The interest and awareness of the teams [now versus then] is very different. When I was in Reno, we practiced out of a public fitness center, where many of our teams now have private facilities that they train out of. It’s night and day.
Shareef Abdur-Rahim

But unlike in Atlanta, where he couldn’t crack the Hawks rotation, Johnson thrived on the lower level of the NBA ladder. During his rookie campaign, Johnson played 760 minutes in the G League, versus just 120 in the NBA. He scored 21 points per game for the Skyhawks, with 1.7 steals and 1.3 blocks, and gained the two-way confidence that paved the way for his eventual breakout on the NBA stage.

“I grew up, I matured, and I understood and really took advantage of it as I went along in the season,” Johnson says. “Sometimes you’ve got to wait your turn, you’ve got to be patient. … It’s helped me tremendously, so I’m glad it went that way.”

Johnson is far from alone with this sort of story; rather, he’s a member of a growing cohort of promising players who have cut their teeth in the NBA’s developmental league. At least half of the first-round picks in each of the last three drafts have spent time in the G League as rookies. 

This season, 18 of last summer’s 30 first-round picks, including six of 14 lottery picks, have played in the G League. Both figures are records for the NBA’s minor league. (The semi-recent dip in this graph is because many G League teams canceled their 2020-21 seasons due to the COVID-19 pandemic.)

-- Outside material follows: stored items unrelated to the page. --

PR #3520, opened 2023-11-03
Add DelayQueue

abejgonzalez:
**Related issue**: https://github.com/chipsalliance/rocket-chip/pull/3512

**Release Notes**
Adds two variations of queues that delay elements by a certain cycle count (either static at compile time or configurable during runtime). Re-uses some of the infrastructure used #3512. Replaces some of the work done in https://github.com/ucb-bar/chipyard/pull/1645

### DIFF
--- a/src/main/scala/util/DelayQueue.scala
+++ b/src/main/scala/util/DelayQueue.scala
@@ -5,6 +5,16 @@ package freechips.rocketchip.util
 import chisel3._
 import chisel3.util._
 
+/** A queue that delays elements by a certain cycle count.
+  *
+  * @param gen              queue element type
+  * @param entries          queue size
+  *
+  * @param enq              enqueue
+  * @param deq              dequeue
+  * @param timer            cycle count timer
+  * @param entries          cycle delay
+  */
 class DelayQueue[T <: Data](gen: T, entries: Int) extends Module {
   val io = IO(new Bundle {
     val enq = Flipped(DecoupledIO(gen))
@@ -35,6 +45,13 @@ class DelayQueue[T <: Data](gen: T, entries: Int) extends Module {
 }
 
 object DelayQueue {
+  /** Helper to connect a delay queue.
+   *
+   * @param source           decoupled queue input
+   * @param timer            cycle count timer
+   * @param delay            cycle delay
+   * @param depth            queue size
+   */
   def apply[T <: Data](source: DecoupledIO[T], timer: UInt, delay: UInt, depth: Int): DecoupledIO[T] = {
     val delayQueue = Module(new DelayQueue(chiselTypeOf(source.bits), depth))
     delayQueue.io.enq <> source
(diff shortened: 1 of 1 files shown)


src/main/scala/util/DelayQueue.scala
```diff
@@ -0,0 +1,40 @@
...
+      source.ready := q.io.enq.ready
+
+      sink.bits := q.io.deq.bits.data
+      sink.valid := q.io.deq.valid && ( (timer - q.io.deq.bits.time) >= delay)
+      q.io.deq.ready := sink.fire
+  }
+}
+
+object FixedDelayQueue {
+  def apply[T <: Data](sink: DecoupledIO[T], source: DecoupledIO[T], delay: Int, maxLatency: Int = 4096): Unit = {
```
jerryz123, line 27: This can become
```
  apply(sink, source, delay.U, delay.U, maxLatency)
```

jerryz123 (changes requested):
Can we change the `apply` function signatures to 
`(in: DecoupledIO[T], ...) => DecoupledIO[T]`. Basically match the `Queue.apply` in chisel?

src/main/scala/util/DelayQueue.scala
abejgonzalez: Sorry I don't follow? What do you mean?

jerryz123: Have a single object `DelayQueue`, with method overloading of `apply`. Note the different type signatures, depending on if you want a fixed delay (pass a Int) or a variable delay (pass a UInt and a max).

For `depth`, you would normally want to set this to be equal to the `maxDelay` right?

abejgonzalez: Ah. I see. I can do that.

jerryz123:
@mergifyio backport master

src/main/scala/util/DelayQueue.scala
abejgonzalez: And yea I missed the `maxDelay` comment. Updated as well.

src/main/scala/util/DelayQueue.scala
```diff
@@ -0,0 +1,45 @@
...
+    sink.bits := q.io.deq.bits.data
+    sink.valid := q.io.deq.valid && ((timer - q.io.deq.bits.time) >= delay_r)
+    q.io.deq.ready := sink.fire
+
+    sink
+  }
+
+  def apply[T <: Data](source: DecoupledIO[T], delay: Int): DecoupledIO[T] = {
+    val timer = RegInit(0.U((1 + log2Ceil(delay.max(1))).W))
+    timer := timer + 1.U
```
jerryz123, line 36: Can we also dedup this timer thing?

src/main/scala/util/DelayQueue.scala
```diff
@@ -0,0 +1,49 @@
+// See LICENSE.SiFive for license details.
+
+package freechips.rocketchip.util
+
+import chisel3._
+import chisel3.util._
+
+object DelayQueue {
+  private def apply[T <: Data](source: DecoupledIO[T], timer: UInt, delay: UInt, depth: Int): DecoupledIO[T] = {
+    val q = Module(new Queue(new Bundle {
```
jerryz123, line 10: Can you wrap everything in this block in another module? This way we can avoid instances of `q` in the module hierarchy.

abejgonzalez: Ok I did so. Note: I kept the timer outside of the module so that power-users could re-use the timer across different `DelayQueues` (like what #3512 does).

src/main/scala/util/DelayQueue.scala
```diff
@@ -0,0 +1,61 @@
+// See LICENSE.SiFive for license details.
+
+package freechips.rocketchip.util
+
+import chisel3._
+import chisel3.util._
+
+class DelayQueue[T <: Data](gen: T, entries: Int) extends Module {
+  val io = new Bundle {
```
jerryz123, line 9: This needs to be `IO(new Bundle {`

src/main/scala/util/DelayQueue.scala
```diff
@@ -0,0 +1,61 @@
...
+
+  val delay_r = RegInit(0.U(io.delay.getWidth.W))
+  when (delay_r =/= io.delay) {
+    delay_r := io.delay
+    assert(q.io.count == 0, "Undefined behavior when delay is changed while queue has elements.")
+  }
+
+  q.io.enq.bits.data := enq.bits
+  q.io.enq.bits.time := io.timer
+  q.io.enq.valid := enq.fire
```
jerryz123, line 29: `enq` -> `io.enq`?

jerryz123 (changes requested):

jerryz123 (approved):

The G League–to-NBA pipeline is expanding, not only for undrafted NBA hopefuls but also for touted prospects who need just a little more seasoning. The rewards for a successful transition are profound.

“I’m here because of the G League,” says Derrick White, now a near-All-Star for the Celtics, formerly a first-round pick who helped the 2017-18 Austin Spurs win the G League championship. 

Enough players like White have traveled this route that it would now be easy to build an excellent roster composed exclusively of first-round picks with at least five games of G League experience:

  • PG: Derrick White
  • SG: Dejounte Murray
  • SF: Jalen Johnson
  • PF: Pascal Siakam
  • C: Rudy Gobert
  • Backup: Tyus Jones
  • Backup: Dennis Schröder
  • Backup: Terry Rozier
  • Backup: Trey Murphy III
  • Backup: Jonathan Kuminga
  • Backup: Robert Williams III
  • Backup: Clint Capela

“I think it’s changed from being a league full of guys that were overlooked and nobody appreciated to being a league of burgeoning stars,” says Shareef Abdur-Rahim, the former NBA All-Star who now serves as the G League president.

But why now? What was the impetus for more teams to start using the NBA’s little sibling as a staging ground for their first-round picks? And what does that philosophical shift mean for the G League’s future?

The NBA’s current minor league was born in 2001, after the effective collapse of the old Continental Basketball Association, but for well over a decade, it existed mainly on the periphery of the NBA map. 

“In theory, the NBA’s own Development League was designed to function as a sort of R&D lab for players too green for showtime. That’s not how it played out,” super-agent Arn Tellem wrote in a 2015 column. Instead, Tellem wrote, “The NBA outsources nearly all of its minor leagues to college basketball and Europe.”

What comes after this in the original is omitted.